Jeśli zdecydujemy się na sztuczne oddychanie, wykonujemy je przemiennie z masażem. Po 30 uciśnięciach powinny nastąpić 2 wdechy. Aby prawidłowo wykonać wdech należy położyć dłoń na czole poszkodowanego, palcami wskazującym i kciukiem zatkać jego nos, nabrać powietrza w płuca, przyłożyć usta, do ust poszkodowanego i wdmuchiwać powietrze przez około 1 sekundę. Jednocześnie powinniśmy obserwować, czy unosi się klatka piersiowa. Jeśli nie, możliwe, że w ustach poszkodowanego znajdują się ciała obce, na przykład ruchome części protez. Należy je koniecznie usunąć, oczywiście pod kontrolą wzroku.

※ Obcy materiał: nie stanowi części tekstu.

PR #401, opened 2026-07-28
Filter endpoints based on core version compatibility

jolelievre:
| Questions         | Answers
| Branch?           | dev
| Description?      | Adds a (deprecated from day one) twin of the core `CoreVersionCompatibilityMetadataCollectionFactoryDecorator` introduced in PrestaShop 9.2, so the `minVersion`/`maxVersion` extra properties also filter endpoints when the module runs on PrestaShop 9.0/9.1. See details below.
| Category?         | WS
| BC breaks?        | no
| Deprecations?     | yes
| How to test?      | See below.
| UI Tests          | -
| Fixed issue or discussion?     | -
| Related PRs       | Core counterpart: https://github.com/PrestaShop/PrestaShop/pull/42145

## Why

Some module endpoints rely on core fixes only available since a specific core version. The core PR (linked above) introduces `minVersion`/`maxVersion` extra properties and a metadata decorator that filters out incompatible operations (no OpenAPI listing, no route, 404) — but that decorator only exists from PrestaShop 9.2. This module supports 9.0.3+, so it ships its own copy of the decorator to get the same behavior on older cores.

## What is included

- `PrestaShop\Module\APIResources\ApiPlatform\Metadata\Resource\Factory\CoreVersionCompatibilityMetadataCollectionFactoryDecorator`, marked `@deprecated` immediately: it is a duplicate of the core decorator and must be removed once the module requires PrestaShop >= 9.2. Like its core twin (and `CQRSNotFoundMetadataCollectionFactoryDecorator`), the filtering applies in both debug and prod mode, unless the experimental endpoints feature flag is enabled.
- Double-filtering guard: the core decorator is injected as an optional reference (`@?`, same pattern as `ValidAddressFormatValidator`); when it is present (PS >= 9.2) the module decorator is a pure pass-through, the core one is responsible for the filtering.
- Usage rule (documented in `config/admin/services.yml`): module resources must declare the gating via `extraProperties: ['minVersion' => 'x.y.z']` — NOT the named constructor arguments, which only exist in the core operation classes since 9.2.
- New `ApiTestCase::markTestSkippedByMinVersion('x.y.z')` helper so endpoint tests relying on version-gated endpoints can skip cleanly on older cores of the CI matrix.
- Known limitation on PS < 9.2 (cosmetic): the Swagger UI OAuth scope list is built at container compile time by a core compiler pass that the module cannot decorate, so scopes attached only to filtered operations still appear there on 9.0/9.1. The BO API client form and OAuth scope validation use the runtime extractor, which is filtered correctly through the decorated metadata chain. Endpoints themselves return 404 in every case.

## Tests

- `CoreVersionCompatibilityDecoratorTest`: logic-level test of the decorator (inclusive bounds computed against the running `Version::VERSION`, pass-through when the core decorator is detected or the experimental endpoints feature flag is enabled). Runs green on every core version of the CI matrix.
- `VersionedEndpointsTest`: end-to-end test based on a dedicated test resource (`tests/Resources/ApiPlatform/Resources/VersionedApiResource.php`). The resource is NOT part of the module resources — it is copied into `src/ApiPlatform/Resources/` for the duration of the test class only, so it never pollutes the OpenAPI doc of a real shop. Its version boundaries (`9.1.0`, `9.2.0`, `9.1.9999`, `99.99.99`) produce a different filtering combination on each core version of the CI matrix, and the expected availability is computed at runtime from `Version::VERSION`:

| Endpoint | Gating | 9.0.x | 9.1.x | 9.2.x | develop |
|---|---|---|---|---|---|
| `/test/module/versioned/always` | none | 200 | 200 | 200 | 200 |
| `/test/module/versioned/min-91` | minVersion 9.1.0 | 404 | 200 | 200 | 200 |
| `/test/module/versioned/min-92` | minVersion 9.2.0 | 404 | 404 | 200 | 200 |
| `/test/module/versioned/max-91` | maxVersion 9.1.9999 | 200 | 200 | 404 | 404 |
| `/test/module/versioned/never` | minVersion 99.99.99 | 404 | 404 | 404 | 404 |

## How to test

Run the module integration tests against any supported core version (the CI matrix runs them on 9.0.x, 9.1.x, 9.2.x and develop):

```
composer create-test-db && composer run-module-tests
```

or locally from a dev shop: `_PS_ROOT_DIR_=/path/to/shop php /path/to/shop/vendor/phpunit/phpunit/phpunit -c tests/Integration/phpunit-local.xml --filter VersionedEndpointsTest`

### DIFF
--- a/config/admin/services.yml
+++ b/config/admin/services.yml
@@ -57,3 +57,15 @@ services:
     autowire: true
     arguments:
       $decorated: '@.inner'
+
+  # Filters Admin API operations whose minVersion/maxVersion extra properties don't match the running core
+  # version. On PrestaShop >= 9.2 the equivalent core decorator exists and is injected as an optional
+  # reference: when present this module decorator is a pure pass-through.
+  # Note: module resources must declare the gating via extraProperties (['minVersion' => 'x.y.z']), NOT via
+  # the named constructor arguments which only exist in the core operation classes since PrestaShop 9.2.
+  # @deprecated remove together with the class once the module requires PrestaShop >= 9.2.
+  PrestaShop\Module\APIResources\ApiPlatform\Metadata\Resource\Factory\CoreVersionCompatibilityMetadataCollectionFactoryDecorator:
+    decorates: api_platform.metadata.resource.metadata_collection_factory
+    arguments:
+      $decorated: '@.inner'
+      $coreVersionDecorator: '@?PrestaShopBundle\ApiPlatform\Metadata\Resource\Factory\CoreVersionCompatibilityMetadataCollectionFactoryDecorator'
--- a/src/ApiPlatform/Metadata/Resource/Factory/CoreVersionCompatibilityMetadataCollectionFactoryDecorator.php
+++ b/src/ApiPlatform/Metadata/Resource/Factory/CoreVersionCompatibilityMetadataCollectionFactoryDecorator.php
@@ -1,0 +1,122 @@
+<?php
+/**
+ * Copyright since 2007 PrestaShop SA and Contributors
+ * PrestaShop is an International Registered Trademark & Property of PrestaShop SA
+ *
+ * NOTICE OF LICENSE
+ *
+ * This source file is subject to the Academic Free License version 3.0
+ * that is bundled with this package in the file LICENSE.md.
+ * It is also available through the world-wide-web at this URL:
+ * https://opensource.org/licenses/AFL-3.0
+ * If you did not receive a copy of the license and are unable to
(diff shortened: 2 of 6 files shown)


tleon (dismissed):

tleon (approved):

nicosomb (approved):

jolelievre:
QA validation


https://github.com/user-attachments/assets/70daeca4-0ea0-4e28-aa7a-1654d4657432

ps-jarvis:
PR merged, well done!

Czy w przypadku dzieci zachowujemy się podobnie?

U dzieci w pierwszej kolejności stosujemy oddech, a dopiero później masaż serca. Po pięciu wdechach powinno nastąpić 30 ucisków, na głębokość stanowiącą jedną trzecią głębokości klatki piersiowej. Częstotliwość taka sama jak u dorosłych. W przypadku niemowląt masaż prowadzimy dwoma palcami. U dzieci starszych, jedną lub dwoma dłońmi. 

Jak długo należy prowadzić masaż serca i ewentualnie sztuczne oddychanie? 

To naprawdę duży wysiłek, więc zalecane jest, aby ratownicy zmieniali się co dwie minuty. Akcję ratowniczą prowadzimy dopóki poszkodowany nie zacznie sam oddychać lub do przybycia kwalifikowanej pomocy. W ostateczności możemy ją zakończyć, gdy nie będziemy mieli sił prowadzić jej dalej.